## The problem
Count the lines in the entries below that mention the string "isToolRequired", then write that number by itself.

## Information given
================

PR #1410, opened 2020-05-30
Couple of AbstractBlockState Mappings

dexman545:
AbstractBlock:
method_29291 -> toolRequired
field_25184 -> requiresTool

### DIFF
--- a/mappings/net/minecraft/block/AbstractBlock.mapping
+++ b/mappings/net/minecraft/block/AbstractBlock.mapping
@@ -312,6 +312,7 @@ CLASS net/minecraft/class_4970 net/minecraft/block/AbstractBlock
 		FIELD field_23176 blockVisionPredicate Lnet/minecraft/class_4970$class_4973;
 		FIELD field_23177 postProcessPredicate Lnet/minecraft/class_4970$class_4973;
 		FIELD field_23178 emissiveLightingPredicate Lnet/minecraft/class_4970$class_4973;
+		FIELD field_25184 requiresTool Z
 		METHOD <init> (Lnet/minecraft/class_2248;Lcom/google/common/collect/ImmutableMap;Lcom/mojang/serialization/MapCodec;)V
 			ARG 1 block
 			ARG 2 propertyMap
@@ -525,6 +526,7 @@ CLASS net/minecraft/class_4970 net/minecraft/block/AbstractBlock
 			ARG 2 pos
 		METHOD method_27852 isOf (Lnet/minecraft/class_2248;)Z
 			ARG 1 block
+		METHOD method_29291 doesRequireTool ()Z
 		CLASS class_3752 ShapeCache
 			FIELD field_16555 lightSubtracted I
 			FIELD field_16556 translucent Z
--- a/mappings/net/minecraft/block/AbstractBlock.mapping
+++ b/mappings/net/minecraft/block/AbstractBlock.mapping
@@ -528,7 +528,7 @@ CLASS net/minecraft/class_4970 net/minecraft/block/AbstractBlock
 			ARG 2 pos
 		METHOD method_27852 isOf (Lnet/minecraft/class_2248;)Z
 			ARG 1 block
-		METHOD method_29291 toolRequired ()Z
+		METHOD method_29291 isToolRequired ()Z
 		CLASS class_3752 ShapeCache
 			FIELD field_16555 lightSubtracted I
 			FIELD field_16556 translucent Z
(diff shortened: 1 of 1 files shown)


Prospector:
I'd name the method requiresTool as well, the `does` prefix is quite odd imo.

dexman545:
then the name would be the same as the setting's method that sets the block requiring a tool

kashike:
`toolRequired`

mappings/net/minecraft/block/AbstractBlock.mapping
```diff
@@ -218,6 +218,7 @@ CLASS net/minecraft/class_4970 net/minecraft/block/AbstractBlock
 		FIELD field_23184 blockVisionPredicate Lnet/minecraft/class_4970$class_4973;
 		FIELD field_23185 postProcessPredicate Lnet/minecraft/class_4970$class_4973;
 		FIELD field_23186 emissiveLightingPredicate Lnet/minecraft/class_4970$class_4973;
+		FIELD field_25185 requiresTool Z
```
```suggestion
		FIELD field_25185 toolRequired Z
```

mappings/net/minecraft/block/AbstractBlock.mapping
```diff
@@ -273,6 +274,7 @@ CLASS net/minecraft/class_4970 net/minecraft/block/AbstractBlock
 		METHOD method_26249 emissiveLighting (Lnet/minecraft/class_4970$class_4973;)Lnet/minecraft/class_4970$class_2251;
 			ARG 1 predicate
 		METHOD method_26250 air ()Lnet/minecraft/class_4970$class_2251;
+		METHOD method_29292 requiresTool ()V
```
liach, line 277:
```suggestion
		METHOD method_29292 toolRequired ()V
```

mappings/net/minecraft/block/AbstractBlock.mapping
```diff
@@ -312,6 +314,7 @@ CLASS net/minecraft/class_4970 net/minecraft/block/AbstractBlock
 		FIELD field_23176 blockVisionPredicate Lnet/minecraft/class_4970$class_4973;
 		FIELD field_23177 postProcessPredicate Lnet/minecraft/class_4970$class_4973;
 		FIELD field_23178 emissiveLightingPredicate Lnet/minecraft/class_4970$class_4973;
+		FIELD field_25184 requiresTool Z
```
```suggestion
		FIELD field_25184 toolRequired Z
```

mappings/net/minecraft/block/AbstractBlock.mapping
```diff
@@ -525,6 +528,7 @@ CLASS net/minecraft/class_4970 net/minecraft/block/AbstractBlock
 			ARG 2 pos
 		METHOD method_27852 isOf (Lnet/minecraft/class_2248;)Z
 			ARG 1 block
+		METHOD method_29291 toolRequired ()Z
```
```suggestion
		METHOD method_29291 isToolRequired ()Z
```

liach (changes requested):

shedaniel:
I would prefer the old builder like names and requiresTool

liach:
Usually we don't use third person singular tense in method names, so imo `requiresTool` isn't a good method name, especially for a setter. `requireTool` may be better, like we would declare `eat` than `eats` in a sheep class.

Also `toolRequired` is an adjective phrase, which is usually a better choice for names of boolean fields/variables.

shedaniel:
then I would not use requireTool as the method, I can deal with toolRequired but please be consistent

liach:
Sure, good point, updated my suggestion

mappings/net/minecraft/block/AbstractBlock.mapping
dexman545: This change breaks with the other methods in setting's naming convention (being able to read the block settings in semi-natural English, ie. dropsNothing)

mappings/net/minecraft/block/AbstractBlock.mapping
```suggestion
		FIELD field_25184 toolRequired Z
```
This is **not** something in the builder. You argue for following the style in the builder, but this is not builder and you should use the regular naming convention.

liach (changes requested):

mappings/net/minecraft/block/AbstractBlock.mapping
liach: Mark this as resolved please.

YanisBft:
It's a bit confusing the AbstractBlock.Settings field/method are different from the AbstractBlock.AbstractBlockState ones

dexman545:
Woops, git messed up and had tried to push to the wrong place.
Field names should match now

YanisBft (approved):

dexman545:
To help clarify:
(requiresTool)
```
public AbstractBlock.Settings method_29292() {
         this.field_25185 = true;
         return this;
}
```

is in the block settings, setting the value to true as part of a build-like creator, while (toolRequired)
```
public boolean method_29291() {
         return this.field_25184;
}
```
Gets the value

liach (approved):

modmuss50 (approved):

Juuxel (approved):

================

## Exercise answer
2